In FIG. 3, the roller 16 fitted with the rubber ring 17
Is fitted to the shaft 18, and the shaft 18 is urged downward by a compression coil spring 19 to, for example, about 600 gr and can be moved up and down.
Supported by.

In FIG. 4, the common electrode 13 is, for example, a wire mesh formed by knitting a stainless wire having a diameter of about 0.05 mm on a sheet 21 having a thickness of about 0.2 mm having conductive and rubber-like elasticity such as conductive rubber or stainless felt. As described above, the flexible plate-shaped conductors 22 are stacked, and the conductors 22 have a tester 6
One end of the wire rod 23 connected to is connected.

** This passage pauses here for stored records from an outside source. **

PR #1576, opened 2022-09-21
chore: simplify usage of extendPropsWithContext

tujoworker:
The motivation is to simplify the `extendPropsWithContext` and make it clear when to use what (function vs class components). We also do not need a Hook for it, so it replaces `usePropsWithContext`.


packages/dnb-eufemia/src/components/form-row/FormRow.js
```diff
@@ -147,10 +147,10 @@ export default class FormRow extends React.PureComponent {
 
   render() {
     // use only the props from context, who are available here anyway
-    const props = extendPropsWithContext(
+    const props = extendPropsWithContextInClassComponent(
       this.props,
       FormRow.defaultProps,
-      this.context.FormRow
+      this.context.FormRow // do not run "includeValidProps" here
```
langz, line 153: How come?
Is it because we have other components that run includeValidProps which use this component FormRow? 🤔

packages/dnb-eufemia/src/shared/helpers/filterValidProps.tsx
```diff
@@ -27,4 +27,19 @@ function filterValidProps<Props>(
...
-export { filterValidProps }
+/**
+ * Filters out props from a given object/context
+ * It returns a new object, with keys defined in validKeys
+ *
+ * @param props object of component properties
+ * @param excludeKeys object with keys that should be excluded
+ * @returns filtered properties
+ */
+function filterInvalidProps<Props>(
```
langz, line 38: Does it make sense to rename the filename? 
Not important, but it's a bit funny to `import { filterInvalidProps } from '../filterValidProps'` 🃏

langz (approved):
Nice nice, a lot of changes.
Any way I can assist in validating/testing this?

packages/dnb-eufemia/src/components/form-row/FormRow.js
tujoworker: ohh, yes, I think its not valid anymore. Will use `includeValidProps` there as well and check it out.

packages/dnb-eufemia/src/shared/helpers/filterValidProps.tsx
tujoworker: Yes, I totally agree, its rarely used, so we rather can only use the `filterValidProps` 👍

tujoworker:
It's hard to test this manually. We should probably add always a [provider test](https://github.com/dnbexperience/eufemia/blob/bf3769f8d6dc8bd38f672ac99fa6525e5092204d/packages/dnb-eufemia/src/components/breadcrumb/__tests__/Breadcrumb.test.tsx#L44) in every component. But not only testing locale, but some essential component properties.

PR #1578, opened 2022-09-22
feat(Logo): add inherit_color prop

tujoworker:


langz (approved):
Looks great 💚 

A thought...
Should the DNB Logo actually be able to inherit any color?
I assume the Brand Center would have a few rules regarding which colors the logo can have. But we shouldn't probably have those rules in our code 🤔 😹

tujoworker:
> Looks great 💚
> 
> A thought... Should the DNB Logo actually be able to inherit any color? I assume the Brand Center would have a few rules regarding which colors the logo can have. But we shouldn't probably replicate those rules in our code 🤔 😹

Black and white is often used 🤷‍♂️

PR #1579, opened 2022-09-22
fix(Avatar): don't overwrite SVG color

tujoworker:
Due to SVG path changes, the [card icon](https://github.com/dnbexperience/eufemia/pull/1575/files#diff-eac78f1448dd7a3bd40fe11a60945a1412cc91bc75027e8ad08aebefeec994f8) can not get colored with `fill` color anymore:

Screenshot 2022-09-22 at 12 58 41

By default, the Icon component does inherit colors, so we may rather relay on that. The only thing left (with a negative result) is the Logo component. This PR #1578 will fix our tests.


langz (approved):
Nice find, thanks for fixing this :)
Any other places where this problem could occur, where we style/overwrite svg?

tujoworker:
> Nice find, thanks for fixing this :) Any other places where this problem could occur, where we style/overwrite svg? 🤔 I didn't find any more though.

I could not find any places 👍

PR #1580, opened 2022-09-23
chore(Icons): add colored icons visual test

tujoworker:
With that test, we can catch icons, that are build in a different way, or that our CSS code for inheriting colors does not work properly.


langz (approved):
Super neat tests 🎸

In the device configured as described above, when the carrier 14 guided by the rail 24 is moved upward from the lower part of FIG. 1, the measuring needle 4 is vertically aligned with each electrode end 2b of the electrode 2. While moving sequentially while contacting with each other, a part of the common electrode 13 pressed by the rubber ring 17 is pressed toward the electrode end 2a communicating with the contacting electrode end 2b of the measuring needle 4 to open each electrode 2 and the like. The characteristics are sequentially detected by the tester 6.

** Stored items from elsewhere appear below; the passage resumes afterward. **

PR #1725, opened 2022-11-15
chore: rename screenshot tests

langz:


tujoworker (approved):
Nice finding! We need to remove all png files inside the snapshots folder for the renamed tests – and generate them again. Because they use the test names for the file names. But sadly there is no automation. Yes, I agree, its a little bit cumbersome.

We need anyway to consider to mover over to [jest-image-snapshot](https://github.com/americanexpress/jest-image-snapshot) – they support `customSnapshotIdentifier`. Even if ours is 10x faster, the [docs say](https://github.com/Prior99/jest-screenshot) – it does not support a [custom file name](https://github.com/Prior99/jest-screenshot/issues/71).

langz:
> Nice finding! We need to remove all png files inside the snapshots folder for the renamed tests – and generate them again. Because they use the test names for the file names. But sadly there is no automation. Yes, I agree, its a little bit cumbersome.
> 
> We need anyway to consider to mover over to [jest-image-snapshot](https://github.com/americanexpress/jest-image-snapshot) – they support `customSnapshotIdentifier`. Even if ours is 10x faster, the [docs say](https://github.com/Prior99/jest-screenshot) – it does not support a [custom file name](https://github.com/Prior99/jest-screenshot/issues/71).

I'll remember to also remove the "old files" as well 🙏

PR #1727, opened 2022-11-15
docs(Paragraph): move docs from /typography to /elements

langz:
Moved Paragraph docs from /typography to /elements.
I've not adjusted any of the contents of the docs yet, could be worth revising this now that it's been moved.

PR #1728, opened 2022-11-15
docs(Heading): move docs from /typography to /elements

langz:
Moved Heading docs from /typography to /elements.
I've not adjusted any of the contents of the docs yet, could be worth revising this now that it's been moved.


tujoworker (approved):
Nice 👍 We need to add `redirect_from` as well, like in #1727.

tujoworker:
> Why do we add the `redirect_from` property?

Yes, or if we miss an internal link to this page, the it will not get 404. But we should actually double check the internal linking anyway.

PR #1731, opened 2022-11-16
fix(Provider): rewrite to functional component

tujoworker:
This fixes also an issue; when the root context changes locale, it did not update its nested contexts, because we stored them in a state.

Here is a [reprod](https://codesandbox.io/s/eufemia-table-context-locale-2nbgkp) that shows the issue. When the locale changes in the "root" context, it did not update its nested contexts with that change.


langz (approved):
Looks good, is there any way I can assist with testing if this works as expected(not sure if it's needed though)?

jorgenholme (approved):
Awesome 💯

tujoworker:
> is there any way I can assist with testing if this works as expected(not sure if it's needed though)?

We can make a beta release and test it in the mono-repo 👍

PR #1738, opened 2022-11-21
feat(Table): enhance handling of spacing in TDs

tujoworker:
Also, split up styles and re-arrange examples.


packages/dnb-eufemia/src/components/table/style/_table-td.scss
```diff
@@ -0,0 +1,26 @@
...
+@import './_table-header-buttons.scss';
+
+.dnb-table {
+  & > tr > td,
+  & > tbody > tr > td,
+  &__td,
+  & > tr > th[scope='row'] {
+    padding: var(--spacing-small);
+    padding-top: calc(var(--spacing-small) * 1.25);
+    padding-bottom: calc(var(--spacing-small) * 1.188); /* 19/16 */
```
langz, line 15: I don't initially understand why we multiple with `1.188` to figure out the bottom padding.
Seems complicated, and am not able to see the context/reason, but it's probably needed 🙏

langz (approved):

packages/dnb-eufemia/src/components/table/style/_table-td.scss
tujoworker: ahh, yes! Just move this block. This is outdated and should be 1.25 (to get 20px) instead of 1.188 so we get the correct height (for the soon, outdated styles).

Then, the rubber ring urged by the coil spring 19
Since the pressing force of 17 pressing the common electrode 13 partially acts,
Since it is possible to make the electrode end 2a larger than the uniform pressing force in the conventional method and the common electrode 13 can be deformed according to the surface state of the glass substrate 1, unevenness and unevenness are formed on the surface of the glass substrate 1. Even if there is undulation, the electrical connection between the electrode end 2a and the common electrode 13 is stabilized.

〔The invention's effect〕

As described above, according to the present invention, it is possible to stably test electrical characteristics of a finely densified conductor pattern without suffering from irregularities or undulations on the substrate surface on which the conductor pattern is formed. Has the effect of

[Brief description of drawings]

 FIG. 1 is a plan view of a main part of the apparatus according to an embodiment of the present invention, FIG. 2 is a side view of the measuring needle support part shown in FIG. 1, and FIG. 3 is a common electrode pressing part shown in FIG. FIG. 4 is a cross-sectional view, FIG. 4 is a configuration diagram of the common electrode shown in FIG. 1, FIG. 5 is a schematic perspective view of a glass substrate for PDP, and FIG. 6 is an explanatory view of a conventional test method of the electrode shown in FIG. Is. In the figure, 1 is a glass substrate (insulating substrate), 2 is an electrode (conductor pattern), 2a is an electrode end (one end of the conductor pattern), 2b is an electrode end (the other end of the conductor pattern), 4 is a measuring needle, 6 Is a tester, 13 is a common electrode, 16 is a roller on which a rubber ring is fitted, 17 is a rubber ring for pressing the common electrode, 19 is a rubber ring biasing coil spring, 21 is a conductive, rubber-like elastic sheet Reference numeral 22 denotes a flexible plate-shaped conductor.

Claims (1)

(57) [Claims] 1. When measuring the electrical characteristics of a large number of conductor patterns (2) formed and aligned on the surface of an insulating substrate (1), a sheet (21) having conductivity and rubber-like elasticity is provided with flexibility. A strip-shaped common electrode (13) having plate-shaped conductors (22) is prepared, and the common electrode (13) is such that the sheet (21) overlaps each end (2a) of the conductor pattern (2). As the insulating substrate (1)
And a desired tester (6) is connected between the common electrode (13) and a measuring needle (4) movable in the alignment direction of the conductor pattern (2), and the measuring needle (4) is connected. The other end (2b) of the conductor pattern (2)
And a roller (16) that rotates while moving together with the measuring needle (4), is connected to the common electrode at one end (2a) of the conductor pattern (2) with which the measuring needle (4) contacts. A method for testing a conductor pattern using a measuring needle, characterized in that the opposing portions of (13) are pressed.